Abb. 22.4 Das Zahnradmodell des Stillens (BFGM) (Wiedergabe mit freundlicher Genehmigung von Pérez-Escamilla, et al. [13]).

Das BFGM veranschaulicht, dass mehrere wichtige „Zahnräder“ – wie bei einem gut geschmierten Getriebe – synchron und koordiniert ineinandergreifen müssen, damit auch nach dem Scaling-up Schutz, Förderung und Unterstützung des Stillens effektiv gewährleistet bleiben. Es bedarf einer evidenzbasierten Anwaltschaft, um für den nötigen politischen Willen zu sorgen, Gesetze und Richtlinien zu erlassen, die das Stillen auf klinischer Ebene und innerhalb des Gemeinwesens schützen, fördern und unterstützen. Diese Achse aus Politik und Richtlinien wiederum treibt die Allokation der finanziellen und sonstigen Ressourcen an, die für die Personalentwicklung, Programmumsetzung und Werbung benötigt werden. Forschung und Evaluation sind erforderlich, um das für die Zielsetzung und systemweites Feedback erforderliche Zahnrad „Koordination“ des dezentralen Programms am Laufen zu halten. Das BFGM zeichnet sich durch eine hohe Konstruktvalidität aus und hat bereits dazu beigetragen, die Unterschiede in der Entwicklung der nationalen Stillraten zwischen Mexiko und Brasilien zu erklären (Abb. 22.5) [13].

Abb. 22.5

Abb. 22.5 Anwendung des Zahnradmodells des Stillens (BFGM) zur Erklärung der unterschiedlichen Stillraten in Brasilien und Mexiko (Wiedergabe mit freundlicher Genehmigung von Pérez-Escamilla, et al. [13]).

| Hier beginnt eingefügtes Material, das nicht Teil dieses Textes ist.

PR #1585, opened 2023-07-20
feat: manual publish storage deal message

LexLuthr:
## Current Scenario
Currently, Boost controls when the PSD message is sent for a deal. This decision is governed by a couple of factors.
1. A timeout value forcing to publish all deals (1 hour)
2. Maximum number of deal to be included in each message (8)
Another special case is to Publish all deals forcefully using UI button and Graphql mutation.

Das BFGM ist im Prinzip ein spezifisches CAS-Skalierungsmodell. Das nichtlineare Zahnradmodell veranschaulicht das perfekte Ineinandergreifen von Faktoren im Sinne eines „perfekten Sturms“, das laut dem CAS-Konzept für eine erfolgreiche Emergenz von nationalen Stillprogrammen unerlässlich ist. Laut dem BFGM verhalten sich nationale Stillprogramme wie ein Motor, bei dem verschiedene sektorenübergreifende und miteinander verzahnte Elemente von einem Hauptantriebsrad mittels Feedbackschleifen koordiniert werden, damit der gesamte Motor reibungslos läuft. Das BFGM erkennt an, dass einflussreiche FürsprecherInnen und Führungspersönlichkeiten einbezogen werden müssen, um eine starke Nachfrage und Akzeptanz für die Programmangebote zu schaffen (skalenfreie Netzwerke). Es enthält u.a. das Zahnrad „evidenzbasierte Anwaltschaft“, das oft als erstes organisiert wird, um das Fundament für den Aufbau der gesamten Maschinerie zu legen, lange bevor substantielle Veränderungen des Stillverhaltens tatsächlich sichtbar werden (Phasenübergänge). Und nicht zuletzt erkennt das BFGM an, dass die Zahnräder zwar in allen Ländern wahrscheinlich die gleichen sind, aber die Bolzen und Schrauben, die das Getriebe zusammenhalten, je nach Kontext unterschiedlich sein können (Pfadabhängigkeit) [41].

Die Konstruktvalidität des BFGM wurde einer umfassenden Peer-Review unterzogen. Diese bestätigte, dass das Modell sowohl die Schlüsselkomponenten für den Schutz, die Förderung und die Unterstützung des Stillens identifizieren konnte als auch die Hauptelemente des heuristischen Modells politischer Prozesse. Zu letzteren gehören die Agendasetzung (Agenda-Setting, d. h. Schärfung des Problembewusstseins), die Ausformulierung und Adoption von Richtlinien, die effektive Implementierung der Richtlinien mittels diverser Programme oder Interventionen und deren Monitoring und Evaluation [42]. Darüber hinaus betont das Modell ausdrücklich, dass FürsprecherInnen und visionäre Führungspersönlichkeiten unerlässlich sind, um den politischen Prozess voranzutreiben [42].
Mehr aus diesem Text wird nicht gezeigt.